Darknet is a popular neural network framework. This module first finds the most conspicuous (salient) object in the scene, then identifies it using a deep neural network. It returns the top scoring candidates.

See http://ilab.usc.edu/bu/ for more information about saliency detection, and https://pjreddie.com/darknet for more information about the Darknet deep neural network framework.

This module runs a Darknet network on an image window around the most salient point and shows the top-scoring results. The network is currently a bit slow, hence it is only run once in a while. Point your camera towards some interesting object, and wait for Darknet to tell you what it found. The framerate figures shown at the bottom left of the display reflect the speed at which each new video frame from the camera is processed, but in this module this just amounts to computing the saliency map from the camera input, converting the input image to RGB, cropping it around the most salient location, sending it to the neural network for processing in a separate thread, and creating the demo display. Actual network inference speed (time taken to compute the predictions on one image crop) is shown at the bottom right. See below for how to trade-off speed and accuracy.

Note that by default this module runs the Imagenet1k tiny Darknet (it can also run the slightly slower but a bit more accurate Darknet Reference network; see parameters). There are 1000 different kinds of objects (object classes) that this network can recognize (too long to list here).

Sometimes it will make mistakes! The performance of darknet-tiny is about 58.7% correct (mean average precision) on the test set, and Darknet Reference is about 61.1% correct on the test set. This is when running these networks at 224x224 network input resolution (see parameter netin below).

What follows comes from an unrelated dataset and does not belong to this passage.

PR #1704, opened 2022-08-24
Fix PayPal TOTP

### LINKED ISSUE #1703: PayPal new TOTP
Feature request :-)

PayPal has launched a new TOTP interface. Instead of one input field, there are now six individual fields for one digit each. Unfortunately, the automatic filling out doesn't work anymore. Maybe there is a way to have this field filled in automatically again in the future.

Neural network size and speed

When using networks that are fully convolutional (as is the case for the default networks provided with this module), one can resize the network to any desired input size. The network size direcly affects both speed and accuracy. Larger networks run slower but are more accurate.

This module provides two parameters that allow you to adjust this tradeoff:

  • foa determines the size of a region of interest that is cropped around the most salient location
  • netin determines the size to which that region of interest is rescaled and fed to the neural network

For example:

  • with netin = (224 224), this module runs at about 450ms/prediction.
  • with netin = (128 128), this module runs at about 180ms/prediction.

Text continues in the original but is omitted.